* **What to do**
Lines to return, exactly: from the line with "A free-threaded build is" to the line with "Which build a" in the entries below, both included.

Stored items
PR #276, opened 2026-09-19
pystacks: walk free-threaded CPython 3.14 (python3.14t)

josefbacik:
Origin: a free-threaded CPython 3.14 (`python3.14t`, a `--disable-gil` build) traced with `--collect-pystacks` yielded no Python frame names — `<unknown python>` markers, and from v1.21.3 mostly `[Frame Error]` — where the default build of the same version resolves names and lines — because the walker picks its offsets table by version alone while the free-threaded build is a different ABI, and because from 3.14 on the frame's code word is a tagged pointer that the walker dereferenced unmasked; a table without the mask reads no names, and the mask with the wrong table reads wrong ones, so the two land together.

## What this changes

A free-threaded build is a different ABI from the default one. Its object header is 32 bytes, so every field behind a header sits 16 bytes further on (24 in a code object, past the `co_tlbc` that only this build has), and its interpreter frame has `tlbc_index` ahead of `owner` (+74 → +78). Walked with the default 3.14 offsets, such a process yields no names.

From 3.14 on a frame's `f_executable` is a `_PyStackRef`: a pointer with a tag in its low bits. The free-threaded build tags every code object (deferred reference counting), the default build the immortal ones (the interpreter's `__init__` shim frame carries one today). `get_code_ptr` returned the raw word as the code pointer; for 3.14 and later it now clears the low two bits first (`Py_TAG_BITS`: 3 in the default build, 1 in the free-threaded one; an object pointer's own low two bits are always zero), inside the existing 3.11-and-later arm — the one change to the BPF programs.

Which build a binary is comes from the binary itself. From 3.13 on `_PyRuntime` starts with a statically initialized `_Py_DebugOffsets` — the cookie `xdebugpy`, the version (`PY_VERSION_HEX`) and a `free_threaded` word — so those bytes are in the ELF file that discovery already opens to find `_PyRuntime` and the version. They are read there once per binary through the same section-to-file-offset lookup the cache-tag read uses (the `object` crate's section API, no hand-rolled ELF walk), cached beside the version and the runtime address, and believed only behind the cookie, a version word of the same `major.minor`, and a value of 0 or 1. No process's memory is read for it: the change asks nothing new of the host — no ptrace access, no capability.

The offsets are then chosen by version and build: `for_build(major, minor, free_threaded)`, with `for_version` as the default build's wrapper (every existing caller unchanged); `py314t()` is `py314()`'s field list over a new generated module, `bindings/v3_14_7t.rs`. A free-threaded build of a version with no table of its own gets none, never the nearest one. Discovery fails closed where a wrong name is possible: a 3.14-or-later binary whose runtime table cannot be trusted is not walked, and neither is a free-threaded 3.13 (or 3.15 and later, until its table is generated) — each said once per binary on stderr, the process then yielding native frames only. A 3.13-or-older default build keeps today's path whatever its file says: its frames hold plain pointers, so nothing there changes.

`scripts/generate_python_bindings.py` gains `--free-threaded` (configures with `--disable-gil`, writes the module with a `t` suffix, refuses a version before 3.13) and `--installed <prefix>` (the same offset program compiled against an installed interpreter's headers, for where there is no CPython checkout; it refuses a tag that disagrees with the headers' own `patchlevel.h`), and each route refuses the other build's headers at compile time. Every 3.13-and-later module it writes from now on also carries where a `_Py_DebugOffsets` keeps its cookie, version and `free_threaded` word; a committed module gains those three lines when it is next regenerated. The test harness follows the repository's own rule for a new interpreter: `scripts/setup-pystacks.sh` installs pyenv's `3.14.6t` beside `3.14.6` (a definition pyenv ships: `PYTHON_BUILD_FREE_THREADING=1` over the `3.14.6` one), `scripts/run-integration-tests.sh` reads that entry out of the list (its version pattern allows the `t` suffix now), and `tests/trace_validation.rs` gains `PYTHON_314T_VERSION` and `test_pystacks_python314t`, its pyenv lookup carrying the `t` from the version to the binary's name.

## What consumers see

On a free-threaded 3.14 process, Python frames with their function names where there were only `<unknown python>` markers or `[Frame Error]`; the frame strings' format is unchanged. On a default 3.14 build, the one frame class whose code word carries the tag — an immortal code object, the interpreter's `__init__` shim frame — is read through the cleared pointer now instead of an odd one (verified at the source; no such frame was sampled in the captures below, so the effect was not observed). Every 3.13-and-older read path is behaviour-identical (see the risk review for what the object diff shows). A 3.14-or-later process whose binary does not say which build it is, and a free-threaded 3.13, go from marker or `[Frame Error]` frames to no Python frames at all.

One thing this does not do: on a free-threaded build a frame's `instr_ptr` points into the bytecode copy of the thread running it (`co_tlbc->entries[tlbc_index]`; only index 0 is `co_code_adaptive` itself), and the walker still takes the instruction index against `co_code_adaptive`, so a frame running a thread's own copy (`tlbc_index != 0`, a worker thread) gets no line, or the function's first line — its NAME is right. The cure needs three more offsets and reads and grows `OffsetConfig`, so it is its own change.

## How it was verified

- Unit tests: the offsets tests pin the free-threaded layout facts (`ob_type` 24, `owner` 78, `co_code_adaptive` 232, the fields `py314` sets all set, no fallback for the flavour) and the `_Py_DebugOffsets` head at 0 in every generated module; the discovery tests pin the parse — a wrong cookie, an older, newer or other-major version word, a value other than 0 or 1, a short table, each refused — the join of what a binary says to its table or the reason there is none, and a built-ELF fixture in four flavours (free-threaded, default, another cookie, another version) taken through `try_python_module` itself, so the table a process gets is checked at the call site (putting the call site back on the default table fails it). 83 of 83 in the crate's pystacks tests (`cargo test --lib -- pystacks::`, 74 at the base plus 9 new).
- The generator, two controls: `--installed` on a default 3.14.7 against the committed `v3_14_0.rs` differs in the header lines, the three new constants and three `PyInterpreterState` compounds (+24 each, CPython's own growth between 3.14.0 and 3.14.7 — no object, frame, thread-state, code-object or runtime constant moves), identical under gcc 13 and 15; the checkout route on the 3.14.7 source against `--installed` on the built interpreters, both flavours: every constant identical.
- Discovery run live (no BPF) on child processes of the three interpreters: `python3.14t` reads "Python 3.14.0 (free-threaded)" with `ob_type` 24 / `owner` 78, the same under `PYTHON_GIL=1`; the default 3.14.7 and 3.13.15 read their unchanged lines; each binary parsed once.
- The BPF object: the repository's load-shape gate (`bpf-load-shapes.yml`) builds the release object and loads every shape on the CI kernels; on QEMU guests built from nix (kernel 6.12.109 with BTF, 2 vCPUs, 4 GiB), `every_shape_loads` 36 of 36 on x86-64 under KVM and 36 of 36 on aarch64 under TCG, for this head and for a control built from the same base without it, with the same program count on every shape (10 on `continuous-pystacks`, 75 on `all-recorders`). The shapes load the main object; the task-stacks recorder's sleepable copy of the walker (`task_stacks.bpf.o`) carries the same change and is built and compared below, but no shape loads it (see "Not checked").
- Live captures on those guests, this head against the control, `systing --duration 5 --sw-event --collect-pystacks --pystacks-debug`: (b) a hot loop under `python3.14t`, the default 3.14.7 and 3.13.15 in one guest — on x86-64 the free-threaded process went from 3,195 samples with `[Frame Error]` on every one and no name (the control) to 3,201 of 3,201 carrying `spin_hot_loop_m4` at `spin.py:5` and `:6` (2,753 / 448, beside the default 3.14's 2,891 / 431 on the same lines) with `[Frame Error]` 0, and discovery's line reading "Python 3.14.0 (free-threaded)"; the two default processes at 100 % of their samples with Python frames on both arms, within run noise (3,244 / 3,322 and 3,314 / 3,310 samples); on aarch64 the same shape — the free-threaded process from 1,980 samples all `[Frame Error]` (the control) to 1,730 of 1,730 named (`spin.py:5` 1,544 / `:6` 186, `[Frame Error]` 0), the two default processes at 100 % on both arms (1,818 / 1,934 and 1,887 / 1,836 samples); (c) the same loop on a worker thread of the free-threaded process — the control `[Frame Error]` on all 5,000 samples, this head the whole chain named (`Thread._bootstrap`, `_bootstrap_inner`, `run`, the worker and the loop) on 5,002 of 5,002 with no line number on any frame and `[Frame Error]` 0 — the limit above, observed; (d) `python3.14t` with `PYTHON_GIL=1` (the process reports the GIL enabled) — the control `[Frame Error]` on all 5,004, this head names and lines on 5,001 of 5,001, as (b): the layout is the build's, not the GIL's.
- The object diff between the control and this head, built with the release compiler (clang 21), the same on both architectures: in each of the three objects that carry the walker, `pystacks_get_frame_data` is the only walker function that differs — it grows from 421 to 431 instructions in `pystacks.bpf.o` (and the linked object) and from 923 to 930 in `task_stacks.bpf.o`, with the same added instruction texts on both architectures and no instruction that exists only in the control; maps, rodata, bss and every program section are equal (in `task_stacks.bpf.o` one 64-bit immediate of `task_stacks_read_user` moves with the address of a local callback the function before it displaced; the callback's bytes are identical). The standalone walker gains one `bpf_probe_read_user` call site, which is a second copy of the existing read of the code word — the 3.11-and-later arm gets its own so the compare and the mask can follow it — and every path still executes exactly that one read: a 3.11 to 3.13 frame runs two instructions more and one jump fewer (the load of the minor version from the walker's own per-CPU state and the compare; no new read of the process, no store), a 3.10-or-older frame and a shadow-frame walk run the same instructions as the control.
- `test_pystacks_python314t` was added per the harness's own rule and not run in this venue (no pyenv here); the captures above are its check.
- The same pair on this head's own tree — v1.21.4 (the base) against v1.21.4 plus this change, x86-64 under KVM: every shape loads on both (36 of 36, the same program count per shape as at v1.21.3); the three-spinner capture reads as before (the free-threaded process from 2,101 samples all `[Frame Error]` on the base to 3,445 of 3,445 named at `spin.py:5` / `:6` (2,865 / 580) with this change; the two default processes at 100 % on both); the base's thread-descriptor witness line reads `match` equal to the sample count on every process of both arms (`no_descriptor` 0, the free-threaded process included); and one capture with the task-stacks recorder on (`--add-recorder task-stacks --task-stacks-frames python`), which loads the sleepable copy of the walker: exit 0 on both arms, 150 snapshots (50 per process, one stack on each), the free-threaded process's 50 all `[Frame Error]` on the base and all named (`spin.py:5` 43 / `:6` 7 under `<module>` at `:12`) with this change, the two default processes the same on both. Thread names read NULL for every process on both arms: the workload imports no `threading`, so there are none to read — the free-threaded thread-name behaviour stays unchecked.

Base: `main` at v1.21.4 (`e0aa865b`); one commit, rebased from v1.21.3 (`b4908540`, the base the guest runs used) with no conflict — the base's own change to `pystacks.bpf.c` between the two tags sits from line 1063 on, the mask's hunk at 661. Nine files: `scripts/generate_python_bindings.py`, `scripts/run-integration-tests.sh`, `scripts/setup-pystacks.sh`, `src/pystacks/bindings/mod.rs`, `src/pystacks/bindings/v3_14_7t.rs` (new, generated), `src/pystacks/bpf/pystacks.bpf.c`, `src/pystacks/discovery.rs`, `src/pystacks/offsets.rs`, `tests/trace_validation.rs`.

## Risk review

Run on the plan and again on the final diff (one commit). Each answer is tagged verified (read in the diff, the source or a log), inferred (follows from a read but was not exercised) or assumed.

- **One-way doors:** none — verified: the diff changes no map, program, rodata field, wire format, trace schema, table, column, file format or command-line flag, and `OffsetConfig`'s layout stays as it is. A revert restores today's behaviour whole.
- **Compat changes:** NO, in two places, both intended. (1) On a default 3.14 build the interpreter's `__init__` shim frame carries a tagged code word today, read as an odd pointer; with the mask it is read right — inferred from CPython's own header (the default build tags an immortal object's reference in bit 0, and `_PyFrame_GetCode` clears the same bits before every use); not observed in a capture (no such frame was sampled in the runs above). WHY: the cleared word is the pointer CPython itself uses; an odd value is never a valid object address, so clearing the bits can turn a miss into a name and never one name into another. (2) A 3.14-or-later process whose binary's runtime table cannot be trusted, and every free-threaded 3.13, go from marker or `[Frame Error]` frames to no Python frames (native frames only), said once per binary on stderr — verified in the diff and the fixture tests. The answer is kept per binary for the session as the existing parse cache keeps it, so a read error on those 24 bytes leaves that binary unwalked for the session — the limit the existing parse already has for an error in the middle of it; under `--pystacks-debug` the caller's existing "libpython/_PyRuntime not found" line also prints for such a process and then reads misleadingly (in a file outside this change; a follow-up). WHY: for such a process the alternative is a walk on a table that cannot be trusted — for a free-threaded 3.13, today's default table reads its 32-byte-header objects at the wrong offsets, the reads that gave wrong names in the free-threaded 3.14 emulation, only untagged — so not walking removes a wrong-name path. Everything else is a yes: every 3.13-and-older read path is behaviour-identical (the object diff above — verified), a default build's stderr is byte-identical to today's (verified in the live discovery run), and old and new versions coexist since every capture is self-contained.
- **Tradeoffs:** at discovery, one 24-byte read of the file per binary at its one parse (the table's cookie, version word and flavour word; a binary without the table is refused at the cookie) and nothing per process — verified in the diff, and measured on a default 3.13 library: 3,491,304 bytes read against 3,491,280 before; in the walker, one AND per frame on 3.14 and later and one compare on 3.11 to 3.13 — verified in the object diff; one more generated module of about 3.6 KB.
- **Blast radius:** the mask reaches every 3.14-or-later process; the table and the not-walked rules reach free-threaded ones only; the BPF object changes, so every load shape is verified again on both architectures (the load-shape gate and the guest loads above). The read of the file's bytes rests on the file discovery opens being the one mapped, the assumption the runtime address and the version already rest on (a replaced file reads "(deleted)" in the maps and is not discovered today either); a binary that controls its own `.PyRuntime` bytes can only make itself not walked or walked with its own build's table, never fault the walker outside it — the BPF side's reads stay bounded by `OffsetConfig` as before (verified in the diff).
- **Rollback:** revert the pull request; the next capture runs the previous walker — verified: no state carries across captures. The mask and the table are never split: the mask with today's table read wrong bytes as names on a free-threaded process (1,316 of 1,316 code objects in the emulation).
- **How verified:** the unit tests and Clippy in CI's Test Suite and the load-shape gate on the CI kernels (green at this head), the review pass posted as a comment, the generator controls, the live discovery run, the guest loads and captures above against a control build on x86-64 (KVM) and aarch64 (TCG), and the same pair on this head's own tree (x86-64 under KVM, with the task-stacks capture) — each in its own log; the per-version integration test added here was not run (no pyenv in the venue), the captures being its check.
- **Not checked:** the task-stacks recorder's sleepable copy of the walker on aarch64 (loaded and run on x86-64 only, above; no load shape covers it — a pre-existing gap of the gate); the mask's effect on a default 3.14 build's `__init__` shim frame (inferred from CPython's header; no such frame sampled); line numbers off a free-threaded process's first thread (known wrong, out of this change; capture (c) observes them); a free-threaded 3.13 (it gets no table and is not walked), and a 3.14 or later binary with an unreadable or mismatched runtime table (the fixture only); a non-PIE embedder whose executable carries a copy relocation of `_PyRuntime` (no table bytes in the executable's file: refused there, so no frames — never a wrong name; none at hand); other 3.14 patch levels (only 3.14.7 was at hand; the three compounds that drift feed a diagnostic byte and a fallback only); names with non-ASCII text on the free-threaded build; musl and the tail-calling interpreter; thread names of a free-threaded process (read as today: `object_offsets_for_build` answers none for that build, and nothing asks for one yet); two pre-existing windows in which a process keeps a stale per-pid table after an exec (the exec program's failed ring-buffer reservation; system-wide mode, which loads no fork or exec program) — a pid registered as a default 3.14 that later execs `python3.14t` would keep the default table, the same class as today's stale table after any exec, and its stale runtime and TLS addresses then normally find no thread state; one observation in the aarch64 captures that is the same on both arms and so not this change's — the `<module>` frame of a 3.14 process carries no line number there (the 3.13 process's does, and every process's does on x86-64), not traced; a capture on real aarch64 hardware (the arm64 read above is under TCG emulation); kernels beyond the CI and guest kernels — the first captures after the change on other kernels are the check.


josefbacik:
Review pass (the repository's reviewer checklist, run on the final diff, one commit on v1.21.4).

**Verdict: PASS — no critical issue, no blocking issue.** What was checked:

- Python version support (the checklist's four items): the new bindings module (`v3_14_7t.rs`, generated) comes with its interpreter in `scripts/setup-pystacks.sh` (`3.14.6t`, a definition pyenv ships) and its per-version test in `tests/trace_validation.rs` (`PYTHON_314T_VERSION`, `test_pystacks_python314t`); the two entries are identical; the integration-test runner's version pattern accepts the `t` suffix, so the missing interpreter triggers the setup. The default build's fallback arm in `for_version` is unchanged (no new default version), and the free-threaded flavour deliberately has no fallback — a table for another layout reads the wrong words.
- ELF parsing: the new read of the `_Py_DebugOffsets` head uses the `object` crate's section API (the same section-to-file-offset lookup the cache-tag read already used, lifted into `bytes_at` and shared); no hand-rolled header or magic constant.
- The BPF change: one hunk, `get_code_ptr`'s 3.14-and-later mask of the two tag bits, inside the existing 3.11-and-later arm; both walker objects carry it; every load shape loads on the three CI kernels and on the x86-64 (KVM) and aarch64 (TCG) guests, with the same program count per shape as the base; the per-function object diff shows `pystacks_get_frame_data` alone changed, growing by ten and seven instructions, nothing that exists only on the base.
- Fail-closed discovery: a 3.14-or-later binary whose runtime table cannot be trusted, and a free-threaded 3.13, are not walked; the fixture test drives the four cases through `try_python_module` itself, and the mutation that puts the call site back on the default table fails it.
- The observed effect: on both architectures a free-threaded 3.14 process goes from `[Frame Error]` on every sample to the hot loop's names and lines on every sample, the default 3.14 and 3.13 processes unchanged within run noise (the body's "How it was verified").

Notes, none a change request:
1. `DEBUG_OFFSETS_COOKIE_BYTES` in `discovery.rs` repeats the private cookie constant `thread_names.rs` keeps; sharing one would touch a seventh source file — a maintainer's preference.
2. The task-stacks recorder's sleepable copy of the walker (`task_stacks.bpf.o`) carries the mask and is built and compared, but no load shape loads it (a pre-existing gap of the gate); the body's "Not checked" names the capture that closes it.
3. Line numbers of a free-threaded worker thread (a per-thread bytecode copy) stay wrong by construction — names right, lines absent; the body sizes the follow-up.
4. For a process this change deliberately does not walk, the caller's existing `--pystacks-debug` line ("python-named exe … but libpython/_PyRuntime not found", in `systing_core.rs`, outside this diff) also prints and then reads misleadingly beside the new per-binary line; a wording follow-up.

* **Answer space**
A free-threaded build is a different ABI from the default one. Its object header is 32 bytes, so every field behind a header sits 16 bytes further on (24 in a code object, past the `co_tlbc` that only this build has), and its interpreter frame has `tlbc_index` ahead of `owner` (+74 → +78). Walked with the default 3.14 offsets, such a process yields no names.

From 3.14 on a frame's `f_executable` is a `_PyStackRef`: a pointer with a tag in its low bits. The free-threaded build tags every code object (deferred reference counting), the default build the immortal ones (the interpreter's `__init__` shim frame carries one today). `get_code_ptr` returned the raw word as the code pointer; for 3.14 and later it now clears the low two bits first (`Py_TAG_BITS`: 3 in the default build, 1 in the free-threaded one; an object pointer's own low two bits are always zero), inside the existing 3.11-and-later arm — the one change to the BPF programs.

Which build a binary is comes from the binary itself. From 3.13 on `_PyRuntime` starts with a statically initialized `_Py_DebugOffsets` — the cookie `xdebugpy`, the version (`PY_VERSION_HEX`) and a `free_threaded` word — so those bytes are in the ELF file that discovery already opens to find `_PyRuntime` and the version. They are read there once per binary through the same section-to-file-offset lookup the cache-tag read uses (the `object` crate's section API, no hand-rolled ELF walk), cached beside the version and the runtime address, and believed only behind the cookie, a version word of the same `major.minor`, and a value of 0 or 1. No process's memory is read for it: the change asks nothing new of the host — no ptrace access, no capability.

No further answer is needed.